舒眉還沒回過神來,前面早有等候多時的僕役、婆子迎了上來。
快進城的時候,在京郊一個叫「五里亭」的地方,她們被換上國公府派來的馬車。後來在城裡大街上躑躅了半天。直到黃昏時分,一行人才到達齊府門口。
這時。有位著裝考究的婆子,帶了一群著紅戴翠的媳婦和丫鬟們,滿臉堆笑地迎了上來。
「路上辛苦了,太夫人剛才都還在念叨著。說等你們到了,她們好才正式開席呢!姑娘快快跟奴婢們進去。」說著,她伸出手來,就要扶過眼前的小客。
還讓老人家等著,舒眉有些受寵若驚。她回頭望了一眼施嬤嬤,後者嘴角帶著笑意,微不可察地朝她點了點頭。小姑娘斂起臉上的異色,把手伸了過去,搭上那名僕婦手背,輕聲細語地問道:「這位嬤嬤怎麼稱呼?」
那婆子眼角帶著笑意,忙不迭地回道:「老奴娘家姓沈,如今在太夫人的上房當差。」
舒眉以沈嬤嬤呼之。
雙方寒暄了幾句,由兩名提著燈籠的小丫鬟引路,邁步跨入了旁邊的側門。
沈嬤嬤眾僕婦領著她們一路向前。過了垂花門,就有幾位粗壯的婆子,抬了一頂軟轎過來。舒眉見狀上前鑽了進去,被她們一路抬著,沿著抄手遊廊,穿過後花園,輾轉來到齊太夫人所居的院子——霽月堂門口。
「請姑娘下轎吧!太夫人在裡面等著呢!」沈嬤嬤的聲音重新響起。隨後,轎簾就被人撩開了。
舒眉深吸了一口氣,鑽了出來。她抬眸一望,發現此處有道月形圓門。她扶了旁邊丫鬟的手,跟著前面引路的沈嬤嬤,一路經過穿堂,踏上正屋前面的台階。
接著,見到一大群媳婦丫鬟,等候在門口。舒眉被簇擁著進到廳堂的瞬間,屋內原本喧闐的場面,頃刻間安靜下來。

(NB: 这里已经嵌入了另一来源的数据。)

PR #2374, opened 2022-07-07
chore(docs): Emulator disclaimer

### LINKED ISSUE #2281: Add disclaimer to Emulator build page
@slush0 says:
> Btw, some times ago there was a disclaimer for trezor emulator that it is intended for development purposes only. I don't see such disclaimer there anymore (https://github.com/trezor/trezor-firmware/blob/master/docs/core/emulator/index.md), which make me feel uneasy when I see people are building raspberry pi based Trezors on top of it.
>
> If I remember well, the emulator even don't use proper entropy source, which I don't see mentioned in the docs.

We should very explicitly document that:
* the emulator is intended for development only
* emulator build of trezor-crypto, both on legacy and core, uses a stupid LCG for its randomness source
* there is no consideration whatsoever to make the emulators secure in any way
* and most of the hardening is happening in hardware only
* we don't (currently) plan to change the situation because, as above, the emulator is intended for development only and we don't want to spend effort on maintaining it as a "platform"

sime:
Fixed #2281

### DIFF
--- a/docs/core/emulator/index.md
+++ b/docs/core/emulator/index.md
@@ -8,6 +8,12 @@ There is neither boardloader nor bootloader and no firmware uploads. Emulator ru
 
 Emulator significantly speeds up development and has several features to help you along the way.
 
+## ⚠️ Disclaimer ⚠️
+
+This emulator is for *development purposes only*. It uses a pseudo random number generator, and thus no guarantee on its entropy is made. No security or hardening efforts are made here. It is, and will continue to be, intended for development purposes only. Security and hardening efforts are only made available on [physical Trezor hardware](https://shop.trezor.io/).
+
+Any other usage of the emulator is discouraged. Doing so runs the risk of loosing funds.
+
 ## How to run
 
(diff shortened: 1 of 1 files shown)


docs/core/emulator/index.md
```diff
@@ -8,6 +8,12 @@ There is neither boardloader nor bootloader and no firmware uploads. Emulator ru
 
 Emulator significantly speeds up development and has several features to help you along the way.
 
+## ⚠️ Disclaimer ⚠️
+
+This emulator is for *development purposes only*. It uses a pseudo random number generator, and thus no guarantee on its entropy is made. No security or hardening efforts are made here. It is, and will continue to be, intended for development purposes only. Security and hardening efforts are only made available on [physical Trezor hardware](https://shop.trezor.io/).
+
+Any other usage of the emulator is discouraged. Doing so runs the risk of loosing funds.
```
matejcik, line 15:
```suggestion
Any other usage of the emulator is discouraged. Doing so runs the risk of losing funds.
```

「是家的丫頭嗎?過來,到老身這裡來。」一個老婦的聲音響起。
舒眉慢慢抬起頭,看清了太夫人晏氏的樣子:滿頭的銀絲,梳成一個圓髻,插了兩根古樸的簪子,勒住髮際的抹額,中間鑲著一塊碧玉。穿了一身棕色五蝠妝花褙子,黑色馬面裙,長得很是慈眉善目,臉上的褶皺,仿若歲月的年
輪。
舒眉挺直腰桿,朝羅漢床那邊挪了過去。然後,她按施嬤嬤之前的交待,走到炕前地毯上,撲通一聲跪下,跟老人家磕頭行禮,嘴裡說了一些吉祥話。
老婦搭了旁邊媳婦的手,從炕上起身下地,一把將舒眉親自扶起,問道:「不必多禮,到了老身這裡,就當成自個家吧!」
旁邊一女眷賠笑道:「老祖宗念叨那麼久,總算是見到了這孩子……」語氣裡有說不出的熟稔。
舒眉從眼眸的餘光望過去。那婦人年近三旬的樣子,眉眼間有種奇怪的熟悉感,觀之讓人覺得可親。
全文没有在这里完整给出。